The paper continues: "As statisticians our first inclination is to focus on the inferential questions instead of the computational aspects. However, as we encounter more and more complicated questions, data structures, and algorithms, the computational and algorithmic aspects become an integral part of arriving at a principled and statistically sound solution....(D)ata science is the computational aspect of carrying out a complete data analysis, including acquisition, management, and analysis of data (Johnstone & Roberts, 2014). We would also add data munging and manipulating, visualization, and statistical machine learning to the NSF list of data analysis tasks.”
The curriculum prototypes proffered by the authors offer encouragement to those organizations seeking budding data scientists. All seven appear to have merit, but two courses/programs, one jointly between UC's Berkeley and Irvine, the other from Johns Hopkins University, are noteworthy.
Johns Hopkins' Courses
In contrast, Data Science Specialization, developed by Johns Hopkins professors Roger Peng, Jeff Leek, and Brian Caffo, expands the university curriculum the trio developed to a massive online open course (MOOC) platform in Coursera. The nine segments (each four weeks) cover the breadth of data science, from (1) The Data Scientist’s Toolbox; (2) R Programming; (3) Getting and Cleaning Data; (4) Exploratory Data Analysis; (5) Reproducible Research (6) Statistical Inference; (7)Regression Models; (8) Practical Machine Learning; and (9) Developing Data Products.
Inquidia consultants routinely partake in the Johns Hopkins program and without exception claim it worthwhile. My nephew, a biochemistry PhD now self-training in Bioinformatics, has completed six of the segments and is a believer.

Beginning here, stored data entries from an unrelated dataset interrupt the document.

PR #136, opened 2017-12-04
[10.0] Find correct bank account when account is IBAN

njeudy:
- When importing OFX file, and having banque account define with IBAN account number (ref), Odoo hangs !!

capture d ecran 2017-12-04 14 16 19

@alexis-via : can you check ?

Now Correctly extract account number from IBAN (if acc_type = 'iban').

TODO:

- remove __logger.debug ?


njeudy:
@alexis-via do you think that we have to update sanitized_acc_number with only account number part when user write FRXXXXXXXXX ?

I use this map data from odoo: https://github.com/odoo/odoo/blob/10.0/addons/base_iban/models/res_partner_bank.py#L81

So most of IBAN country are supported

njeudy:
@gurneyalex @alexis-via  can you review and check this if it's correct ? I think we can find a more generic way .. actualy it support all IBAN account number (all country)

njeudy:
@alexis-via  really need your advice on it :)

account_bank_statement_import_ofx/wizard/account_bank_statement_import.py
```diff
@@ -18,6 +20,22 @@
...
     _inherit = 'account.bank.statement.import'
 
+    def _check_journal_bank_account(self, journal, account_number):
+        res = super(
+            AccountBankStatementImport, self
+        )._check_journal_bank_account(journal, account_number)
+        if not res:
+            e_acc_num = journal.bank_account_id.sanitized_acc_number
+            e_acc_num = e_acc_num.replace(" ", "")
+            validate_iban(e_acc_num)
```
ecino, line 30: I think you should encapsulate this in try clause because this may raise a ValidationError, in case you want to just return False

ecino (changes requested):

gurneyalex (approved):

gurneyalex:
@fclementic2c can you give this a look?

account_bank_statement_import_ofx/wizard/account_bank_statement_import.py
pedrobaeza: As everything is already encapsulated with a general try, I think this can be considered OK.

PR #141, opened 2018-01-04
Add contributing section

melroy89:


pedrobaeza (approved):
Very good idea. Fast-tracking as this doesn't require more review process.

Issue #138, opened 2017-12-21
Field 'ref' is empty when debit card payments are reconciled by our bank


woepwoep:
Odoo v10:

In a restaurant, customers can pay with debit card.
The total amount paid is reconciled the next day by a payment from our bank.
This leads to the following CAMT record:

```
<Ntry>
    <Amt Ccy="EUR">3690.55</Amt>
    <CdtDbtInd>CRDT</CdtDbtInd>
    <RvslInd>false</RvslInd>
    <Sts>BOOK</Sts>
    <BookgDt>
        <Dt>2017-10-02</Dt>
    </BookgDt>
    <ValDt>
        <Dt>2017-09-30</Dt>
    </ValDt>
    <BkTxCd>
        <Prtry>
            <Cd>216</Cd>
        </Prtry>
    </BkTxCd>
    <NtryDtls>
        <TxDtls>
            <BkTxCd>
                <Prtry>
                    <Cd>216</Cd>
                </Prtry>
            </BkTxCd>
            <RmtInf>
                <Ustrd>AFREK. BETAALAUTOMAAT Maestro      REFNR. 897401                      DAT. 20170929 AANT. 41</Ustrd>
            </RmtInf>
        </TxDtls>
    </NtryDtls>
</Ntry>
```

As you can see, the field 'ref' will not be filled, because the indicators are missing
                './ns:RmtInf/ns:Strd/ns:CdtrRefInf/ns:Ref',
                './ns:Refs/ns:EndToEndId',
Whereas the field 'note' will be filled, because the indicators are there
                './ns:RmtInf/ns:Ustrd',
                './ns:AddtlNtryInf',
                './ns:Refs/ns:InstrId',

Suggestion is to have the field 'note' overwrite the field 'ref' whenever the latter is empty.

Thx Ron

pedrobaeza:
@nzaterrence @woepwoep  module implementation has changed a lot since this issue report. Can you check if the problem is still there? If so, please update the PR accordingly.

astirpe:
Our customers reported some issues regarding the `ref` and `note`.
It turned out that actually this module imports the `ref` description in a wrong way; in facts it seems that `ref` and `note` are swapped while importing.

So we adopted a solution, different that the one proposed here. What we do is to invert `ref` and `note` when we import, so `ref` is always present (like in the example of this issue) and `note` could be empty. In any case,  `ref` and `note` should be inverted.

thomaspaulb:
[...]

PR #143, opened 2018-02-01
Fill 'ref' with 'note' when 'ref' is empty

nzaterrence:


thomaspaulb:
Solves #138

thomaspaulb:
@astirpe A question, [here](https://github.com/OCA/bank-statement-import/issues/138) you claim that since your swap of name and note, 'ref' is always filled. But what is the basis for this? If 'name' is filled, couldn't 'ref' still be empty?

astirpe:
@thomaspaulb We didn't experience any case of 'ref' being empty, but if you encountered such issue, for me is a +1 to merge this PR

astirpe:
Superseded by https://github.com/OCA/bank-statement-import/pull/178

thomaspaulb:
@nzaterrence Can you close

PR #144, opened 2018-02-02
10.0 paypal bank statement

sebastienbeau:
This is a new version of paypal bank statement module.
@max3903 @pedrobaeza @adrienpeiffer @alexis-via @mourad-ehm

This module is based on the new version of paypal bank statement.

A previous version of this module was here https://github.com/OCA/bank-statement-import/pull/7


JordiBForgeFlow:
This would be a GREAT tool for OCA's odoo, since it collects the membership money very often from paypal.

sebastienbeau:
Yes It can help the board @jgrandguillaume  ;)

sbidoul:
@jbeficent I just installed this module on the OCA instance.

sebastienbeau:
@sbidoul great !

account_bank_statement_import_paypal/README.rst
```diff
@@ -0,0 +1,59 @@
...
+=============================
+
+This module allows you to import the Paypal CSV files in Odoo as bank statements.
+
+Installation
+============
+
+This module depends on the module *account_bank_statement_import* which
+is available:
+* for Odoo version 8: in the OCA project `bank-statement-import <https://github.com/OCA/bank-statement-import>`
```
mourad-ehm: Odoo version 8 ?

account_bank_statement_import_paypal/models/account_bank_statement_import_paypal.py
```diff
@@ -0,0 +1,265 @@
...
+        for header in HEADERS:
+            if data_file.strip().startswith(header):
+                return True
+        return False
+
+    def _convert_paypal_line_to_dict(self, idx, line):
+        date_dt = datetime.strptime(line[0], self._get_paypal_date_format())
+        rline = {
+            'date': fields.Date.to_string(date_dt),
+            'time': line[1],
```
mourad-ehm, line 69: I had a bad experience where the client could download csv files whose number and order of columns is not always the same. It was a bug source (ex balance was not in column 8 but 10). One solution can be the use of csv.DictReader if we can detect csv lang (fr, en, ...) or add lang in import wizard. Column names will match with HEADERS

sebastienbeau: We do not use the same csv file as before. Indeed the previous version of this module was using the configurable export (where you can specify if you want to use your separtor, you can filter the transaction you want). Now we are using the official statement report (not configuration is possible). So I do not think we will have such issue

mourad-ehm: OK, but the "HEADERS = [ '"Date","Heure","Fuseau horaire","Description","Devise"', .. # French" Contain only 5 columns but here we have at least 18 columns ('origin_transaction_id': line[17]). 

I propose either to put all the columns of the official statement report in the HEADER or to add a comment of the correspondence between the columns used and it index (ex: line [17] # col "transaction origin". Paypal can change the format, or a user may be mistaken and use a configurable export format. In which case it is extremely difficult to debug if we do not know the names of the columns used.

sebastienbeau: I have set the full header to avoid the issue you describe

mourad-ehm: :+1:  Thanks

mourad-ehm (approved):

account_bank_statement_import_paypal/models/account_bank_statement_import_paypal.py
```diff
@@ -0,0 +1,275 @@
+# -*- coding: utf-8 -*-
+# Copyright 2014-2017 Akretion (http://www.akretion.com).
+# @author Alexis de Lattre <alexis.delattre@akretion.com>
+# @author Sébastien BEAU <sebastien.beau@akretion.com>
+# License AGPL-3.0 or later (http://www.gnu.org/licenses/agpl).
+
+import logging
+from datetime import datetime
+from openerp import models, fields, api, _
+from openerp.exceptions import UserError
```
alexis-via, line 10: We are in v10, so please use "from odoo" instead of "from openerp"

account_bank_statement_import_paypal/models/account_bank_statement_import_paypal.py
```diff
@@ -0,0 +1,275 @@
...
+            except:
+                raise UserError(
+                    _("Value '%s' for the field '%s' on line %d, "
+                        "cannot be converted to float")
+                    % (rline[field], field, idx))
+        return rline
+
+    def _parse_paypal_file(self, data_file):
+        f = StringIO()
+        f.write(data_file)
```
alexis-via, line 98: FYI, you can the 2 lines in 1 : f = StringIO(data_file)

account_bank_statement_import_paypal/README.rst
```diff
@@ -0,0 +1,49 @@
...
+
+Configuration
+=============
+
+In the menu Accounting > Configuration > Accounts > Setup your Bank Accounts, make sure that you have your Paypal bank account with the following parameters:
+* Bank Account Type: Normal Bank Account
+* Account Number: the email address associated with your Paypal account
+* Account Journal: the journal associated to your Paypal account
+
+============
```
alexis-via, line 14: Seems there is something missing here... and the README uses an old template.

alexis-via (approved):
Approved with some remarks

pedrobaeza:
Closing in favor of v11 version #161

And I know someone who recently completed an MS in Analytics program who swears the Data Science Specialization is a more rigorous curriculum.
The long-overdue expansion of college statistics curricula into data and computation is nothing but good for the analytics world. If I were just beginning my college days, I can think of no major I'd prefer to data science-complected statistics. I'd encourage undergrads seeking entry into data-driven business to give it serious consideration.